## What the task requires
Return the data below in full. Keep each character unchanged.

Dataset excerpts
_ _ _

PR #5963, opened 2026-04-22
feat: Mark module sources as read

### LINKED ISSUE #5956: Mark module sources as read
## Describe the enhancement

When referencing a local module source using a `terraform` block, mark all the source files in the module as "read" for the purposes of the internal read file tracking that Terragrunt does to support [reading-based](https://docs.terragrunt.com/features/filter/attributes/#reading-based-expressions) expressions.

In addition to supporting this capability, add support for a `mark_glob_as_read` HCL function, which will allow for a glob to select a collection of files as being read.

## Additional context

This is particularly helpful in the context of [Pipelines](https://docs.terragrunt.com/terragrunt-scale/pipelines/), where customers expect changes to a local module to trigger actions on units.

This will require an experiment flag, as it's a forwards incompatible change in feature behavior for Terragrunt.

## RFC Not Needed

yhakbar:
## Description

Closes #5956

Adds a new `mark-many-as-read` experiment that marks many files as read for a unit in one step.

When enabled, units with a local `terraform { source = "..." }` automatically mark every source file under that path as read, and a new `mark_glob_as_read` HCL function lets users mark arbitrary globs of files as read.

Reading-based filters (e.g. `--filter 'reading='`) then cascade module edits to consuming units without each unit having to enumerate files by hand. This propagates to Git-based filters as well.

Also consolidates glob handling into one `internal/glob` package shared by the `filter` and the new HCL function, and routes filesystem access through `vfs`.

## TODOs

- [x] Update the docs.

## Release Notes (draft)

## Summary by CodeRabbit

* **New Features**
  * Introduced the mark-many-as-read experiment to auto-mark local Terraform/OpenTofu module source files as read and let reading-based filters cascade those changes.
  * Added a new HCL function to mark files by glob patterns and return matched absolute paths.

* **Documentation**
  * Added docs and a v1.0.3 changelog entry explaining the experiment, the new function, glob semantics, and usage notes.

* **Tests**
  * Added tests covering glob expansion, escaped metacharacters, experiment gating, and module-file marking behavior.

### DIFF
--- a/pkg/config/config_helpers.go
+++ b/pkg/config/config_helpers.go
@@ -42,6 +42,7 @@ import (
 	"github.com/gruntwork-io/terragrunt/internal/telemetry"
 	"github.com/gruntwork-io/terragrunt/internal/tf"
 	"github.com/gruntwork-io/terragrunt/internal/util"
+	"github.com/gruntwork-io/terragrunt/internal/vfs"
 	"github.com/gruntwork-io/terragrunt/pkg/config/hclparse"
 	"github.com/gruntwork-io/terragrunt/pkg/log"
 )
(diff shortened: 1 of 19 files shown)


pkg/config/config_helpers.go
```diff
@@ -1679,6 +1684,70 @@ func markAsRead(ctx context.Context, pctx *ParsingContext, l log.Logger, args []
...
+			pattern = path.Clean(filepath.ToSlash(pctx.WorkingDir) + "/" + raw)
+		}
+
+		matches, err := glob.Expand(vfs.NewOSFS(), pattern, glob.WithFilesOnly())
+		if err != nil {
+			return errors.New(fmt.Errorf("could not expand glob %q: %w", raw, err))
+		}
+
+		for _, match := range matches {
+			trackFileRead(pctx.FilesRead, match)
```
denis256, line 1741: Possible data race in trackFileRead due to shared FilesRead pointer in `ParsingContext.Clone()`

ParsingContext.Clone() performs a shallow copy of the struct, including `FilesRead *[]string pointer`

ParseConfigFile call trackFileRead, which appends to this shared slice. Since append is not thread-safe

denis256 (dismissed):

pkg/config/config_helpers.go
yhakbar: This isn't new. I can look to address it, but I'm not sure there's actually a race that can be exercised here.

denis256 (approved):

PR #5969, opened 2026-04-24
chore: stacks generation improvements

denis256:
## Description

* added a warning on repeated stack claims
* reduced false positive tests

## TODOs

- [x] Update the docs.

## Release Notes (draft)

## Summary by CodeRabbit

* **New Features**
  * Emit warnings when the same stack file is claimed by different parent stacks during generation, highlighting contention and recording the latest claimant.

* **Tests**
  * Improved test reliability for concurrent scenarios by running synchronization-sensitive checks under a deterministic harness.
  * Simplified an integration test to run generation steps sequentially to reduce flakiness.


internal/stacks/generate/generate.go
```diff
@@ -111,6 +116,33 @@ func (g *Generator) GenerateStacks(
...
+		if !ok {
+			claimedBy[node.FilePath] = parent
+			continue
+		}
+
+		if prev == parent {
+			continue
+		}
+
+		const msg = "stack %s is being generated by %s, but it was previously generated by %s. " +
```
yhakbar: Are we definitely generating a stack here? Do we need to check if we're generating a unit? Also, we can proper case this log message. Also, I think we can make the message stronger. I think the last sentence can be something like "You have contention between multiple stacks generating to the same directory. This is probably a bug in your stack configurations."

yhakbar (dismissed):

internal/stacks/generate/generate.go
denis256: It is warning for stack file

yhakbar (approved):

_ _ _

## Reply to the exercise
PR #5963, opened 2026-04-22
feat: Mark module sources as read

### LINKED ISSUE #5956: Mark module sources as read
## Describe the enhancement

When referencing a local module source using a `terraform` block, mark all the source files in the module as "read" for the purposes of the internal read file tracking that Terragrunt does to support [reading-based](https://docs.terragrunt.com/features/filter/attributes/#reading-based-expressions) expressions.

In addition to supporting this capability, add support for a `mark_glob_as_read` HCL function, which will allow for a glob to select a collection of files as being read.

## Additional context

This is particularly helpful in the context of [Pipelines](https://docs.terragrunt.com/terragrunt-scale/pipelines/), where customers expect changes to a local module to trigger actions on units.

This will require an experiment flag, as it's a forwards incompatible change in feature behavior for Terragrunt.

## RFC Not Needed

yhakbar:
## Description

Closes #5956

Adds a new `mark-many-as-read` experiment that marks many files as read for a unit in one step.

When enabled, units with a local `terraform { source = "..." }` automatically mark every source file under that path as read, and a new `mark_glob_as_read` HCL function lets users mark arbitrary globs of files as read.

Reading-based filters (e.g. `--filter 'reading='`) then cascade module edits to consuming units without each unit having to enumerate files by hand. This propagates to Git-based filters as well.

Also consolidates glob handling into one `internal/glob` package shared by the `filter` and the new HCL function, and routes filesystem access through `vfs`.

## TODOs

- [x] Update the docs.

## Release Notes (draft)

## Summary by CodeRabbit

* **New Features**
  * Introduced the mark-many-as-read experiment to auto-mark local Terraform/OpenTofu module source files as read and let reading-based filters cascade those changes.
  * Added a new HCL function to mark files by glob patterns and return matched absolute paths.

* **Documentation**
  * Added docs and a v1.0.3 changelog entry explaining the experiment, the new function, glob semantics, and usage notes.

* **Tests**
  * Added tests covering glob expansion, escaped metacharacters, experiment gating, and module-file marking behavior.

### DIFF
--- a/pkg/config/config_helpers.go
+++ b/pkg/config/config_helpers.go
@@ -42,6 +42,7 @@ import (
 	"github.com/gruntwork-io/terragrunt/internal/telemetry"
 	"github.com/gruntwork-io/terragrunt/internal/tf"
 	"github.com/gruntwork-io/terragrunt/internal/util"
+	"github.com/gruntwork-io/terragrunt/internal/vfs"
 	"github.com/gruntwork-io/terragrunt/pkg/config/hclparse"
 	"github.com/gruntwork-io/terragrunt/pkg/log"
 )
(diff shortened: 1 of 19 files shown)


pkg/config/config_helpers.go
```diff
@@ -1679,6 +1684,70 @@ func markAsRead(ctx context.Context, pctx *ParsingContext, l log.Logger, args []
...
+			pattern = path.Clean(filepath.ToSlash(pctx.WorkingDir) + "/" + raw)
+		}
+
+		matches, err := glob.Expand(vfs.NewOSFS(), pattern, glob.WithFilesOnly())
+		if err != nil {
+			return errors.New(fmt.Errorf("could not expand glob %q: %w", raw, err))
+		}
+
+		for _, match := range matches {
+			trackFileRead(pctx.FilesRead, match)
```
denis256, line 1741: Possible data race in trackFileRead due to shared FilesRead pointer in `ParsingContext.Clone()`

ParsingContext.Clone() performs a shallow copy of the struct, including `FilesRead *[]string pointer`

ParseConfigFile call trackFileRead, which appends to this shared slice. Since append is not thread-safe

denis256 (dismissed):

pkg/config/config_helpers.go
yhakbar: This isn't new. I can look to address it, but I'm not sure there's actually a race that can be exercised here.

denis256 (approved):

PR #5969, opened 2026-04-24
chore: stacks generation improvements

denis256:
## Description

* added a warning on repeated stack claims
* reduced false positive tests

## TODOs

- [x] Update the docs.

## Release Notes (draft)

## Summary by CodeRabbit

* **New Features**
  * Emit warnings when the same stack file is claimed by different parent stacks during generation, highlighting contention and recording the latest claimant.

* **Tests**
  * Improved test reliability for concurrent scenarios by running synchronization-sensitive checks under a deterministic harness.
  * Simplified an integration test to run generation steps sequentially to reduce flakiness.


internal/stacks/generate/generate.go
```diff
@@ -111,6 +116,33 @@ func (g *Generator) GenerateStacks(
...
+		if !ok {
+			claimedBy[node.FilePath] = parent
+			continue
+		}
+
+		if prev == parent {
+			continue
+		}
+
+		const msg = "stack %s is being generated by %s, but it was previously generated by %s. " +
```
yhakbar: Are we definitely generating a stack here? Do we need to check if we're generating a unit? Also, we can proper case this log message. Also, I think we can make the message stronger. I think the last sentence can be something like "You have contention between multiple stacks generating to the same directory. This is probably a bug in your stack configurations."

yhakbar (dismissed):

internal/stacks/generate/generate.go
denis256: It is warning for stack file

yhakbar (approved):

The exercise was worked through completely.